Jones went into business with Canadian architect Stanley Thompson after concluding his studies at Cornell, and with him designed courses in Canada. Following his partnership with Thompson, Jones went into business on his own and began designing local courses in the United States in the 1930s. Many of these, such as the 1936 course at Green Lakes State Park (see photo), were built using labor provided by the Works Progress Administration.

Shortly after World War II, Jones got his first major assignment designing the Peachtree Golf Club in Atlanta in collaboration with golf legend Bobby Jones.

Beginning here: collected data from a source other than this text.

PR #176, opened 2018-07-03
Aerogear 3557 mobile client builds

wei-lee:
ping @aidenkeating @johnfriz @finp


wei-lee:
@johnfriz I think that's a good idea. Those 2 section are should stay together I think. Will update this PR.

wei-lee:
screen shot 2018-07-03 at 22 36 57


@johnfriz @finp updated

PR #204, opened 2018-07-09
feat: initial provisioning and binding docs for sync

darahayes:
This PR introduces the initial docs for Provisioning and Binding the Sync Service.

## Related Tickets:

* https://issues.jboss.org/browse/AEROGEAR-3432
* https://issues.jboss.org/browse/AEROGEAR-3429

## Updated Table in nav-matrix.adoc

screen shot 2018-07-09 at 14 53 24

As you can see there is a row for the sync service. There are working links for everything except the sync-ui. This is to be addressed as part of another ticket.

## Initial Sync Provisioning Doc with correct parameters

I had to zoom out in order to screenshot the full page

screen shot 2018-07-09 at 14 57 44

## Skeleton Intro Doc

screen shot 2018-07-09 at 14 53 34

I didn't provide a useful description of the Sync Service yet because I don't feel like I can describe it well enough right now. (Still under a lot of work). I invite someone to help me describe it!

## Initial Sync Binding Doc

screen shot 2018-07-09 at 14 57 57

@finp for some reason the `{service-name}` variable is not working only in the 'Next Steps' section. The text `Adding Service to your Application` should be `Adding Data Sync Service to your Application.` The variable is defined and is being rendered correctly in other parts of the same page, such as the tile. I have no idea why this is happening.


pb82:
👀

modules/ROOT/pages/sync/provisioning.adoc
```diff
@@ -9,3 +9,29 @@ include::{partialsdir}/attributes.adoc[]
...
+If the Postgres password was generated, retrieve the password using:
+[source,bash]
+----
+oc describe dc postgres-data-sync -n <myproject> | grep POSTGRESQL_PASSWORD
+----
+====
+
+include::{partialsdir}/generic-provisioning-end.adoc[]
+
+== Next Steps
```
pb82: @finp do we really need next steps here? Because they refer to the binding steps which are directly following in the document.

modules/ROOT/pages/sync/binding.adoc
```diff
@@ -5,3 +5,7 @@ include::{partialsdir}/attributes.adoc[]
 = Binding a {mobile-client} with the {service-name} Service
 
 include::{partialsdir}/generic-binding.adoc[]
+
+== Next Steps
+
+* xref:sync/adding-sync-to-your-app.adoc[Adding {service-name} Service to your Application]
```
pb82: `service-name` is undefined here, you need to either add `:service-name: Data Sync` to the top of the document or use `:sync-service:` which is defined in the main attributes.adoc.

pb82:
Look good in general, i added a few comments. Leaving it up to @finp to merge.

modules/ROOT/pages/sync/binding.adoc
darahayes: @pb82 I don't understand. I have `:service-name: Data Sync` at the top of the document in the exact same way as the other docs.

modules/ROOT/pages/sync/provisioning.adoc
darahayes: @pb82 This is how it's done in the other documents.

modules/ROOT/pages/sync/binding.adoc
pb82: @darahayes Strange, when i render it it shows up as this:

bildschirmfoto 2018-07-10 um 12 02 54

But service-name is defined

pb82: It looks like using an include after defining a variable makes the variable undefined after the include. To fix this you can use `Adding {sync-service} Service` instead.

aliok:
Looks good to me. There is a general problem in the left navigation I think. Not introduced by your PR.
Maybe it is because we need to rebase onto master. I am afraid we're gonna end up touching lots of things if we wait too long.

darahayes:
@pb82 @finp - The issue with the 'Sync Service' variable not showing up is now fixed. Are we good to merge?

PR #208, opened 2018-07-11
Correct scheme setup information

wtrocki:
Linked change: https://github.com/aerogear/ios-showcase-template/pull/52


wtrocki:
@ciaranRoche It's confusing as :/callback is part of the scheme.
Explained that with details in linked PR.

PR #210, opened 2018-07-11
Remove duplicate certs docs

aidenkeating:
@finp The cert information was already included in a partial. This removes the additional one and ensures it's still referenced properly from the nav


aidenkeating:
@finp Updated

aidenkeating:
@finp Rebased

PR #215, opened 2018-07-11
move section to end

laurafitzgerald:
**What**
Move ShowCase App Features section to the bottom of the page
Move navigation item to match

@finp


laurafitzgerald:
@finp @aidenkeating header updated

PR #227, opened 2018-07-12
Bump required Ansible version to 2.6

matskiv:
Installer requires Ansible 2.6, see:
https://github.com/aerogear/mobile-core/blob/master/installer/install.sh#L118-L121


jasonmadigan:
@matskiv 👍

At Bobby Jones' request, Jones redesigned the 11th and 16th holes at Augusta National Golf Club. Despite the similarity of their names, the two men were not related. To distinguish himself from Bobby, he soon afterward began to go by his middle name, Trent.

In 1955, Gene Hamm helped Jones build the Duke University Golf Course in Durham, North Carolina. He moved from there to Delaware to continue work with Jones, and then in 1959 moved back to Raleigh where he began his own design career. During the 1950s, Jones' annual income was reported as being $600,000—according to Golf Digest, no one other than Ben Hogan earned more money from golf at that time.

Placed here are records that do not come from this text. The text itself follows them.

PR #279, opened 2018-07-13
AEROGEAR-7541 - Add fedora firewall options

ciaranRoche:
## JIRA
JIRA - https://issues.jboss.org/browse/AEROGEAR-7541

## Description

Jones' clients included U.S. President Dwight D. Eisenhower, for a putting green at the White House and a single hole at Camp David, as well as the Rockefeller family, Aga Khan and Hassan II of Morocco, for private courses. He was commissioned in 1990 to design a set of 18 courses in Alabama, the Robert Trent Jones Golf Trail, the largest single golf design contract in history.

In 1979, the Northern California Golf Association selected Robert Trent Jones Sr., son Jones Jr., to design the Poppy Hills Golf Course situated in Pebble Beach, California. Jones Sr. had previously crafted the Spyglass Hill Golf Course in Pebble Beach, and during this project, he received valuable assistance from his son. Their combined expertise has led them to design of over 400 golf courses worldwide.

== Personal life ==
Jones was married to Ione Jones, who died in 1987 and with whom he had two sons: Robert Jr. and Rees, both of whom became golf course architects.

== Death ==
Jones continued to design golf courses in his later years until health problems prompted him to retire to Ft. Lauderdale, Florida, where he died on June 14, 2000, at age 93. His final course, the Southern Highlands Golf Club, was completed in 1999.

== Awards and honors ==
- In 1987, Jones was honored with the Old Tom Morris Award from the Golf Course Superintendents Association of America.
- In 1987, he was inducted into the World Golf Hall of Fame.
- In 1972, Jones was honored with the Golden Plate Award of the American Academy of Achievement.